Copies of all lines containing the string "paritytech" are needed from the data below.

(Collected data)
»»
PR #9537, opened 2018-09-12
ci: always run build pipelines for win, mac, linux, and android

5chdn:
- Runs build pipelines for windows, macos, and android on every PR in addition to the test suite on linux.
- ~~Runs test pipelines in debug mode to speed up things.~~
- Enable tests on master :roll_eyes:

### DIFF
--- a/.gitlab-ci.yml
+++ b/.gitlab-ci.yml
@@ -141,19 +141,23 @@ build-linux-ubuntu-armhf:
     - rust-arm
 
 build-linux-android-armhf:
-  <<:                              *build
+  stage:                           build
   image:                           parity/rust-android:gitlab-ci
   variables:
     CARGO_TARGET:                  armv7-linux-androideabi
+  script:
+    - scripts/gitlab/build-unix.sh
   tags:
     - rust-arm
 
 build-darwin-macos-x86_64:
-  <<:                              *build
+  stage:                           build
   variables:
     CARGO_TARGET:                  x86_64-apple-darwin
     CC:                            gcc
     CXX:                           g++
+  script:
+    - scripts/gitlab/build-unix.sh
   tags:
     - osx
   <<:                              *collect_artifacts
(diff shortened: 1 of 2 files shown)


niklasad1:
This PR should be blocked this until #9510 fixed?

niklasad1:
@5chdn that's cool :+1:

.gitlab-ci.yml
```diff
@@ -104,18 +104,17 @@ test-coverage-kcov:
 
 build-linux-ubuntu-amd64:          &build
   stage:                           build
-  only:                            *releaseable_branches
```
gabreal: In my understanding this means the linux binary is in fact build twice for every branch on github. One for testing and one regular version.

General-Beck: only:                            &releaseable_branches
    - master
    - stable
    - beta
    - tags

General-Beck: This line should be left

5chdn: I'm a bit pedantic here, I want to see build results for all platforms.

Are you saying, the test stage and the build stage are both running linux and therefore duplicate pipelines?

scripts/gitlab/test.sh
```diff
@@ -19,7 +19,7 @@ git submodule update --init --recursive
 rustup show
 if [[ "${RUST_FILES_MODIFIED}" == "0" ]];
 then echo "__________Skipping Rust tests since no Rust files modified__________";
-else ./test.sh || exit $?;
+else ./test.sh --no-release || exit $?;
```
ordian: I thought we were running test with `--release` to speed things up, also some tests may time out like this `has been running for over 60 seconds`?

ordian: It would be nice to see some (compile + run time) numbers and to check if
```rust
[profile.dev]
opt-level = 1
```
is faster for tests.

5chdn: > It would be nice to see some (compile + run time) numbers

Yes that what I was doing last night but fell asleep eventually :laughing: 

Stay tuned for numbers. You are probably right with the timeouts.

5chdn:
@ordian ok, here's the thing: debug mode speeds up compile times but increases test time, release mode increases compile time and speeds up test time. this is a zero-sum game, so I reverted it.

Issue #8746, opened 2018-05-31
up to 30 seconds delay to rpc response 


mikhail-manuilov:
I'm running:

- **Which Parity version?**: 1.10.4
- **Which operating system?**: Linux
- **How installed?**: docker
- **Are you fully synchronized?**: yes
- **Which network are you connected to?**: ethereum
- **Did you try to restart the node?**: yes

I'm running parity with nginx as a reverse tls-proxy on Digital Ocean instance with ssd disks 8GB ram, 4 vcpu.

It's fully synced, but I ran rsync to copy db from local parity.

Running 1800 requests using Chrome. For some reason I got up to 30 seconds delays to some "easy" requests with no shortage on io/ram/cpu as docker stats/ iostat / top tells me.

parity is using ~550 MB running for several days with no limit set in docker.

This request always tops responce time {jsonrpc: "2.0", id: 249, method: "net_version", params: []}.

But production parity v1.9.7 running in docker on VERY slow disks in azure and getting desynced sometimes have much better average and worst responce times with iowait for 20-30%, BUT using 10GB+ memory.

I can test 1.9.7 on DO, but I suppose 10GB is some db cache that makes parity reply much faster, what I am I doing wrong here?

rudolfix:
we have exactly same issue, 4 nodes behind load balancer on Digital Ocean with significant traffic being handled nicely EXCEPT `net_version` method call which takes 10-30 seconds.
Is there a plan to fix it?

ankitarora121:
Facing the same issue, `net_version` takes ~30 seconds. Strange!

debris:
`net_version` was waiting to acquire read lock from networking thread. it does not wait for it any more

PR #9544, opened 2018-09-12
net_version caches network_id to avoid redundant aquire of sync read lock

debris:
issue #8746

This pull request does not resolve the underlying issue with `net_version` rpc method, but it is simply trying to workaround the problem. We should backport it and see if the issue with `net_version` still exists. 

If it does, it is caused by rpc library and we should fix the problem over there.

If it does not, we should fix `sync.status()` locking and/or all other rpc methods that do not respond immediately

### DIFF
--- a/rpc/src/v1/impls/net.rs
+++ b/rpc/src/v1/impls/net.rs
@@ -22,7 +22,12 @@ use v1::traits::Net;
 
 /// Net rpc implementation.
 pub struct NetClient<S: ?Sized> {
-	sync: Arc<S>
+	sync: Arc<S>,
+	/// Cached `network_id`.
+	///
+	/// We cache it to avoid redundant aquire of sync read lock.
+	/// https://github.com/paritytech/parity-ethereum/issues/8746
+	network_id: u64,
 }
 
 impl<S: ?Sized> NetClient<S> where S: SyncProvider {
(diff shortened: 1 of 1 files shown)


rpc/src/v1/impls/net.rs
```diff
@@ -22,25 +22,31 @@ use v1::traits::Net;
...
 
 impl<S: ?Sized> Net for NetClient<S> where S: SyncProvider + 'static {
 	fn version(&self) -> Result<String> {
-		Ok(format!("{}", self.sync.status().network_id).to_owned())
+		Ok(format!("{}", self.network_id))
 	}
 
 	fn peer_count(&self) -> Result<String> {
-		Ok(format!("0x{:x}", self.sync.status().num_peers as u64).to_owned())
+		Ok(format!("0x{:x}", self.sync.status().num_peers as u64))
```
niklasad1: use {:#x} instead of 0x{:x}

tomusdrw: This is probably also pretty slow, we could maybe exposes a specific method to return only number of peers (best would be if it didnt require locking at all) - but it's a separate issue.

debris: @tomusdrw definitely, but let's fix it in a separate pr :)

niklasad1: @tomusdrw 
Just so I understand this, do you mean to return like ```u64``` instead of a String here to get rid of allocation including probably something like ```itoa``` under the hood to convert the integer to ascii/unicode?

debris: I'm pretty sure @tomusdrw was talking about accessing `sync.status()` object which aquires lock :)

tomusdrw: ^^ that @niklasad1 :)

PR #10529, opened 2019-03-27
Add SealingState; don't prepare block when not ready.

afck:
This replaces `Engine::seals_internally` with `Engine::sealing_state`, and returns an enum indicating whether the engine seals internally and whether it is currently ready to do so.

For engines that don't seal internally, `Miner::prepare_block` is only called when they are ready. This prevents preparing (and subsequently failling to seal) blocks all the time with `AuthorityRound`.

### DIFF
--- a/ethcore/src/client/client.rs
+++ b/ethcore/src/client/client.rs
@@ -60,7 +60,7 @@ use client::{
 	IoClient, BadBlocks,
 };
 use client::bad_blocks;
-use engines::{MAX_UNCLE_AGE, EthEngine, EpochTransition, ForkChoice, EngineError};
+use engines::{MAX_UNCLE_AGE, EthEngine, EpochTransition, ForkChoice, EngineError, SealingState};
 use engines::epoch::PendingTransition;
 use error::{
 	ImportError, ExecutionError, CallError, BlockError,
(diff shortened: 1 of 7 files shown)


afck:
I [tried hard](https://github.com/poanetwork/parity-ethereum/issues/70#issuecomment-466016955) to not miss anything, but I'm not very confident about the change, so let's only merge it if someone who is more familiar with the code is certain that it makes sense.

An enum better conveys the meaning of the value, but of course I'm happy to revert to the `Option<bool>`, if preferred.

afck:
[clabot:check]

niklasad1:
@afck Can you please rebase this branch because a `force-push` was pushed to master recently?

afck:
Sorry for the delay! I rebased it.

varasev:
@niklasad1 Could you (or someone else from Parity team) please review these changes? We made the same for our fork (https://github.com/poanetwork/parity-ethereum/pull/103) but not sure the changes are correct. It would be awesome if someone from Parity could have a look at these changes. It would help AuRa nodes not to waste CPU time when they are not validators. Thank you.

afck:
Sorry, I don't understand why one of the builds failed: Is that something about the build cache, or is it an actual test failure?

niklasad1:
@afck it is build cache error, I don't know why it failed but I restarted and it succeed!

PR #10545, opened 2019-03-28
fix(light account response): update `tx_queue` on every account request/response

niklasad1:
This PR changes so we update the `transaction queue` after every account request/response instead of having to wait every 10 minutes for the `tx cull timer to expire`.

It should be relatively cheap, requires to look a given key and loop through the transactions to find old ones and remove them!

However, should make the `light client` more responsive when more requests are performed

### DIFF
--- a/rpc/src/v1/helpers/light_fetch.rs
+++ b/rpc/src/v1/helpers/light_fetch.rs
@@ -40,12 +40,13 @@ use light::on_demand::{
 };
 use light::on_demand::error::Error as OnDemandError;
 use light::request::Field;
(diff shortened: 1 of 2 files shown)


niklasad1:
> We keep the cull timer (in parity/light_helpers/queue_cull.rs), do we still need it?

It is possible that the account is never `touched` after sending a transaction for example then the queue will never be culled if we remove the cull_timer.

However, I'm working on get rid of the `cull_timer` completely but I'll take of it in another PR

soc1c:
please rebase

PR #10551, opened 2019-03-29
clique: make state backfill time measurement more accurate

jwasinger:
Moves the start of the measurement before the expensive chain traversal loop.

### DIFF
--- a/ethcore/src/engines/clique/mod.rs
+++ b/ethcore/src/engines/clique/mod.rs
@@ -280,6 +280,13 @@ impl Clique {
 				let last_checkpoint_number = header.number() - header.number() % self.epoch_length as u64;
 				debug_assert_ne!(last_checkpoint_number, header.number());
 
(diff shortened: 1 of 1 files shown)


ethcore/src/engines/clique/mod.rs
```diff
@@ -277,6 +277,13 @@ impl Clique {
...
 			}
 			Some(c) => {
+				// Catching up state, note that we don't really store block state for intermediary blocks,
+				// for speed.
+				let backfill_start = time::Instant::now();
+				trace!(target: "engine",
+						"Back-filling block state. last_checkpoint_number: {}, target: {}({}).",
+						last_checkpoint_number, header.number(), header.hash());
+
 				let last_checkpoint_number = header.number() - header.number() % self.epoch_length as u64;
```
niklasad1: nit, move this line before the trace

jwasinger: Done

PR #10552, opened 2019-03-31
eth_getRawBlockByNumber for RPC API (part 1, issue 9057)

lamafab:
Hello

This PR contains (some) changes requested by issue #9057. The issue also requested a `eth_submitRawBlock` implementation. This feature has not been written yet -> I will follow up with that in a separate PR.

(The original request specified the **parity_** prefix instead of **eth_**. I assume that was an error and **eth_** is correct here?)

**Changes**
- `eth_getRawBlockByNumber` API for both the full and light client. This endpoint returns the raw block in RLP form, no extras included (non-Rich). The return value is tested on the official Ethereum test cases in _BlockchainTests/bcGasPricerTest/RPC_API_Test_ (the json file contains a "rlp" field).
- To avoid duplicating code, the `rich_block` method on `EthClient` in both the full and light client has been split into `encoded_block` and `rich_block` (`rich_block` calling `encoded_block` from within).

**Todo**
- As I already mentioned, `eth_submitRawBlock` will follow up in a separate RP.
- While the endpoint does accept a `include_txs: bool`parameter, it currently does not do anything (transactions are included, the default). The `rpc::v1::types::Block` type can easily exclude transactions, the `ethcore::types::encoded::Block` type however is a little more complex as it only contains the raw bytes. I could use `BlockView` to find the transactions and cut those out from the final form. I will do that, soon (unless someone can recommend a different way of doing this?). Should this parameter be removed for now?

**Open questions**
- Should there be a similar endpoint for `eth_getBlockByHash`, i.e. `eth_getRawBlockByHash`?
- While I did test the changes for the light client by hand, there do not seem to be any automated tests for it. Did I miss those somewhere? By searching the code base it seems to only test the full client RPC interface.


seunlanlege:
already implemented in #10609

PR #10558, opened 2019-04-02
Watch transactions pool

IntegralTeam:
Issue #9713
Still in progress, but would like some review on current approach.
What is not ready:
- [x] Implementation for LightChainClient
- [x] testing

I will add more if feedback will be positive


IntegralTeam:
[clabot:check]

miner/src/pool/listener.rs
```diff
@@ -116,6 +116,70 @@ impl txpool::Listener<Transaction> for Logger {
...
+		fmt.debug_struct("TransactionsPoolNotifier")
+			.field("listeners", &self.listeners.len())
+			.finish()
+	}
+}
+
+impl txpool::Listener<Transaction> for TransactionsPoolNotifier {
+	fn added(&mut self, tx: &Arc<Transaction>, _old: Option<&Arc<Transaction>>) {
+		let hash = tx.hash.clone();
+		self.notify(hash, "added".to_string());
```
tomusdrw: I think it would be better to have an enum like this:
```
#[derive(Clone, Copy, PartialEq, Eq, Serialize, Deserialize)]
#[serde(rename_all = "camelCase")]
enum Status {
 Added,
 Rejected,
 ...
 Culled,
}
```
And the same status enum should be sent in the notification.

miner/src/pool/queue.rs
```diff
@@ -32,7 +33,7 @@ use pool::{
 };
 use pool::local_transactions::LocalTransactionsList;
 
-type Listener = (LocalTransactionsList, (listener::Notifier, listener::Logger));
+type Listener = (LocalTransactionsList, (listener::Notifier, (listener::Logger, listener::TransactionsPoolNotifier)));
```
tomusdrw: That starts to look pretty ugly, we could have a macro in `parity-common` to implement `Listener` for tuples of different sizes.
(Note it's not strictly related to this PR)

parity/rpc_apis.rs
```diff
@@ -106,6 +108,7 @@ impl FromStr for Api {
 			"signer" => Ok(Signer),
 			"traces" => Ok(Traces),
 			"web3" => Ok(Web3),
+			"transactions_pool" => Ok(TransactionsPool),
```
tomusdrw: Is this API specified anywhere? If not I'd prefer to keep it under `parity` prefix (`Parity` namespace should be fine)

parity/rpc_apis.rs
```diff
@@ -336,6 +340,14 @@ impl FullDependencies {
 						handler.extend_with(client.to_delegate());
 					}
 				}
+				Api::TransactionsPool => {
+					if !for_generic_pubsub {
+						let receiver = self.miner.get_tx_pool_receiver();
+						let client = TransactionsPoolClient::new(self.executor.clone());
+						client.run(receiver);
```
tomusdrw: Why not pass it in `new`? Now initialisation requires those two methods to be called precisely in order.

rpc/src/v1/impls/transactions_pool.rs
```diff
@@ -0,0 +1,103 @@
...
+
+/// Transactions pool PubSub implementation.
+pub struct TransactionsPoolClient {
+    handler: Arc<TransactionsNotificationHandler>,
+    transactions_pool_subscribers: Arc<RwLock<Subscribers<Client>>>,
+}
+
+impl TransactionsPoolClient {
+    /// Creates new `TransactionsPoolClient`.
+    pub fn new(executor: Executor) -> Self {
```
tomusdrw: Please use tabs in this entire file.

rpc/src/v1/impls/transactions_pool.rs
```diff
@@ -0,0 +1,103 @@
...
+        );
+
+        TransactionsPoolClient {
+            handler,
+            transactions_pool_subscribers,
+        }
+    }
+    pub fn run(&self, pool_receiver: mpsc::Receiver<(H256, String)>) {
+        let handler = self.handler.clone();
+        thread::spawn(move || loop {
```
tomusdrw: Can't we use future-aware channels instead to avoid spawning a new thread?

rpc/src/v1/impls/transactions_pool.rs
```diff
@@ -0,0 +1,103 @@
...
+            let res = pool_receiver.recv();
+            if let Ok(res) = res {
+                handler.notify_transaction(res)
+            }
+        });
+    }
+
+}
+
+pub struct TransactionsNotificationHandler {
```
tomusdrw: Docs

rpc/src/v1/impls/transactions_pool.rs
```diff
@@ -0,0 +1,103 @@
...
+        executor.spawn(subscriber
+            .notify(Ok(result))
+            .map(|_| ())
+            .map_err(|e| warn!(target: "rpc", "Unable to send notification: {}", e))
+        );
+    }
+
+    pub fn notify_transaction(&self, status: (H256, String)) {
+        for subscriber in self.transactions_pool_subscribers.read().values() {
+            let status = (status.0.clone(), status.1.clone());
```
tomusdrw:
```suggestion
            let status = status.clone();
```

or even inline it into the next line.

rpc/src/v1/traits/transactions_pool.rs
```diff
@@ -0,0 +1,20 @@
...
+
+/// Transactions Pool PUB-SUB rpc interface.
+#[rpc]
+pub trait TransactionsPool {
+    /// Pub/Sub Metadata
+    type Metadata;
+
+    /// Subscribe to Transactions Pool subscription.
+    #[pubsub(subscription = "parity_watchTransactionsPool", subscribe, name = "parity_watchTransactionsPool")]
+    fn subscribe(&self, Self::Metadata, typed::Subscriber<pubsub::Result>, Option<pubsub::Params>);
```
tomusdrw: If you don't want any params just leave this out:
```suggestion
    fn subscribe(&self, Self::Metadata, typed::Subscriber<pubsub::Result>);
```

rpc/src/v1/impls/transactions_pool.rs
```diff
@@ -0,0 +1,103 @@
...
+            Self::notify(&self.executor, subscriber, pubsub::Result::TransactionStatus(status));
+        }
+    }
+}
+
+impl TransactionsPool for TransactionsPoolClient {
+    type Metadata = Metadata;
+
+    fn subscribe(&self, _meta: Metadata, subscriber: Subscriber<pubsub::Result>, params: Option<pubsub::Params>) {
```
tomusdrw: using `pubsub::Result` here kind of suggests that we might get different values of this enum as well. I think it should be safe to just use the tuple directly:
```suggestion
    fn subscribe(&self, _meta: Metadata, subscriber: Subscriber<(H256, Status)>, params: Option<pubsub::Params>) {
```

miner/src/pool/listener.rs
```diff
@@ -116,6 +116,70 @@ impl txpool::Listener<Transaction> for Logger {
 	}
 }
 
+/// Transactions pool notifier
+#[derive(Default)]
+pub struct TransactionsPoolNotifier {
+	listeners: Vec<Arc<Mutex<mpsc::Sender<(H256, String)>>>>,
```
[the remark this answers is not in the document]
IntegralTeam: @tomusdrw If I delete the `Arc<Mutex<`, it leads to errors

```
   Compiling ethcore v1.12.0 (/home/user/Work/parity-ethereum/ethcore)
error[E0277]: `std::sync::mpsc::Sender<ethcore_miner::pool::listener::TxStatus>` cannot be shared between threads safely
    --> ethcore/src/client/client.rs:1305:6
     |
1305 | impl snapshot::DatabaseRestore for Client {
     |      ^^^^^^^^^^^^^^^^^^^^^^^^^ `std::sync::mpsc::Sender<ethcore_miner::pool::listener::TxStatus>` cannot be shared between threads safely
     |
     = help: the trait `std::marker::Sync` is not implemented for `std::sync::mpsc::Sender<ethcore_miner::pool::listener::TxStatus>`
     = note: required because of the requirements on the impl of `std::marker::Sync` for `std::ptr::Unique<std::sync::mpsc::Sender<ethcore_miner::pool::listener::TxStatus>>`
     = note: required because it appears within the type `alloc::raw_vec::RawVec<std::sync::mpsc::Sender<ethcore_miner::pool::listener::TxStatus>>`
     = note: required because it appears within the type `std::vec::Vec<std::sync::mpsc::Sender<ethcore_miner::pool::listener::TxStatus>>`
     = note: required because it appears within the type `ethcore_miner::pool::listener::TransactionsPoolNotifier`
     = note: required because it appears within the type `(ethcore_miner::pool::listener::Logger, ethcore_miner::pool::listener::TransactionsPoolNotifier)`
     = note: required because it appears within the type `(ethcore_miner::pool::listener::Notifier, (ethcore_miner::pool::listener::Logger, ethcore_miner::pool::listener::TransactionsPoolNotifier))`
     = note: required because it appears within the type `(ethcore_miner::pool::local_transactions::LocalTransactionsList, (ethcore_miner::pool::listener::Notifier, (ethcore_miner::pool::listener::Logger, ethcore_miner::pool::listener::TransactionsPoolNotifier)))`
     = note: required because it appears within the type `transaction_pool::pool::Pool<ethcore_miner::pool::VerifiedTransaction, ethcore_miner::pool::scoring::NonceAndGasPrice, (ethcore_miner::pool::local_transactions::LocalTransactionsList, (ethcore_miner::pool::listener::Notifier, (ethcore_miner::pool::listener::Logger, ethcore_miner::pool::listener::TransactionsPoolNotifier)))>`
     = note: required because of the requirements on the impl of `std::marker::Sync` for `lock_api::rwlock::RwLock<parking_lot::RawRwLock, transaction_pool::pool::Pool<ethcore_miner::pool::VerifiedTransaction, ethcore_miner::pool::scoring::NonceAndGasPrice, (ethcore_miner::pool::local_transactions::LocalTransactionsList, (ethcore_miner::pool::listener::Notifier, (ethcore_miner::pool::listener::Logger, ethcore_miner::pool::listener::TransactionsPoolNotifier)))>>`
     = note: required because it appears within the type `ethcore_miner::pool::TransactionQueue`
     = note: required because of the requirements on the impl of `std::marker::Send` for `std::sync::Arc<ethcore_miner::pool::TransactionQueue>`
     = note: required because it appears within the type `miner::miner::Miner`
     = note: required because of the requirements on the impl of `std::marker::Sync` for `std::sync::Arc<miner::miner::Miner>`
     = note: required because it appears within the type `client::client::Importer`
     = note: required because it appears within the type `client::client::Client`
...
```
Found this: [Allowing Access from Multiple Threads with Sync](https://doc.rust-lang.org/stable/book/ch16-04-extensible-concurrency-sync-and-send.html#allowing-access-from-multiple-threads-with-sync)
And it seems to me that either Mutex is needed here, or I don't understand what am I doing wrong.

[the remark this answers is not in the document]
tomusdrw: Ah, I see. Yes, unfortunatelly we can't satisfy `Sync` with `std::mpsc::Sender`. To overcome this I'd go with `mpsc::unbounded_channel` from `futures` crate, this will also allow us to get rid of this extra thread responsible for polling the channel.

miner/src/pool/listener.rs
```diff
@@ -116,6 +117,69 @@ impl txpool::Listener<Transaction> for Logger {
...
+	}
+}
+
+impl txpool::Listener<Transaction> for TransactionsPoolNotifier {
+	fn added(&mut self, tx: &Arc<Transaction>, _old: Option<&Arc<Transaction>>) {
+		let hash = tx.hash.clone();
+		self.notify(hash, TxStatus::Added);
+	}
+
+	fn rejected(&mut self, tx: &Arc<Transaction>, _reason: &txpool::ErrorKind) {
```
tomusdrw: I just realised that this might be called really frequently, and currently we need to iterate over all senders and have a unique lock for this, so this will have drastic performance consequences.

Instead I think we should do something very similar that we do with `Notifer` in the same file, i.e:
1. We first aggregate all the notifications that should be sent
2. Then we send them all at once after batch import to the queue is finished.

It might be even worth to remove `Notifier` and convert this other notification to use this (channel-based) notifier instead.

```rust
struct Notifier {
  pending: HashMap<H256, TxStatus>,
  listeners: Vec<futures::sync::mpsc::UnboundedSender<Arc<HashMap<H256, TxStatus>>>>,
}

impl Notifier {
 fn notify(&mut self) {
   let to_send = Arc::new(std::mem::replace(&mut self.pending, HashMap::new));
   self.listeners.retain(|listener| listener.unbounded_send(to_send.clone()).is_ok());
 }
}

impl txpool::Listener<Transaction> for TransactionPoolNotifier {
  fn added(&mut self, ...) {
    self.pending.insert(tx.hash, TxStatus::Added);
  }
  ...
}
```

tomusdrw: @IntegralTeam Please let me know if you need any more explanations or help with this.

IntegralTeam: @tomusdrw Thank you, I've got what I need to do.

But, I think, it's not quite right to use `HashMap` here, because transaction firstly could be added with according `Added` status, and then before sending notification, same transaction could get status `Culled` and it will lead that `Added` status will be erased from `HashMap`

Maybe it will be better to use tuple vector `Vec<(H256, TxStatus)>`?

tomusdrw: @IntegralTeam good point, yeah if we never want to miss any event and have them in order, then `Vec` is indeed a good choice here.

IntegralTeam: Ok, let's do it this way.

miner/src/pool/queue.rs
```diff
@@ -303,6 +303,8 @@ impl TransactionQueue {
 		// Notify about imported transactions.
 		(self.pool.write().listener_mut().1).0.notify();
```
tomusdrw: This listener now seems obsolete, since it just duplicates the same data and is less efficient than the new channel-based one.

IntegralTeam: @tomusdrw 

> Looks nice now, I'd like to see the other `Notifier` rewritten to futures as well, but we can leave that as a separate PR - please create an issue for this if that happens to be the case.

Ok, then let`s do it in other PR

>This listener now seems obsolete, since it just duplicates the same data and is less efficient than the new channel-based one.

Maybe we can make one Notifier by combining old one `Notifier` and `TransactionsPoolNotifier` and store two different lists of listeners for `parity_watchTransactionsPool` and `eth_pubsub` in it?

IntegralTeam:
@tomusdrw Please review

ethcore/light/src/transaction_queue.rs
```diff
@@ -358,11 +364,22 @@ impl TransactionQueue {
...
 	/// Notifies all listeners about new pending transaction.
-	fn notify(&self, hashes: &[H256]) {
+	fn notify(&mut self, hashes: &[H256], status: TxStatus) {
 		for listener in &self.listeners {
 			listener(hashes)
 		}
+
+		let to_send: Vec<(H256, TxStatus)> = hashes.into_iter().map(|hash| (hash.clone(), status)).collect();
+
+		self.tx_statuses_listeners.retain(| listener| listener.unbounded_send(Arc::new(to_send.clone())).is_ok());
```
tomusdrw: That's incorrect, the reason we have `Arc` is to avoid cloning the entire `Vec`. So:
1. First create the `Arc`
2. Then clone `Arc` not `Vec`

IntegralTeam: @tomusdrw I fixed it

IntegralTeam:
@tomusdrw 
> Could you also create an issue to merge the two listeners?

Yesterday I already created an issuee https://github.com/paritytech/parity-ethereum/issues/10581
Can I change the title and description?

tomusdrw:
Perfect :ok_hand:

ethcore/light/src/transaction_queue.rs
```diff
@@ -358,11 +364,26 @@ impl TransactionQueue {
...
+	}
+
 	/// Notifies all listeners about new pending transaction.
-	fn notify(&self, hashes: &[H256]) {
+	fn notify(&mut self, hashes: &[H256], status: TxStatus) {
 		for listener in &self.listeners {
 			listener(hashes)
 		}
+
+		let to_send: Arc<Vec<(H256, TxStatus)>> = Arc::new(
```
seunlanlege: there's no need for `Arc` here.

`Vec<T>` implements `Clone` if `T: Clone`.

`T` here is a tuple, `(H256, TxStatus)` which also implements clone because `H256` and `TxStatus` implements `Clone`


Nice work overall

IntegralTeam: @seunlanlege Then here, too, do not need Arc?
https://github.com/paritytech/parity-ethereum/pull/10558/files/286ba53d13330a39a3fc66b2053e2ab9d5eb058c#diff-f34b6331b91a5d4893e05107b8ee0622R124
https://github.com/paritytech/parity-ethereum/pull/10558/files/286ba53d13330a39a3fc66b2053e2ab9d5eb058c#diff-f34b6331b91a5d4893e05107b8ee0622R140

tomusdrw: We do need `Arc`. There is a difference between cloning an `Arc` reference and the entire vector that might be huge.

seunlanlege: @tomusdrw yeah you're right. Didn't think of that.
««
# OUTPUT BELOW
+	/// https://github.com/paritytech/parity-ethereum/issues/8746
Yesterday I already created an issuee https://github.com/paritytech/parity-ethereum/issues/10581
https://github.com/paritytech/parity-ethereum/pull/10558/files/286ba53d13330a39a3fc66b2053e2ab9d5eb058c#diff-f34b6331b91a5d4893e05107b8ee0622R124
https://github.com/paritytech/parity-ethereum/pull/10558/files/286ba53d13330a39a3fc66b2053e2ab9d5eb058c#diff-f34b6331b91a5d4893e05107b8ee0622R140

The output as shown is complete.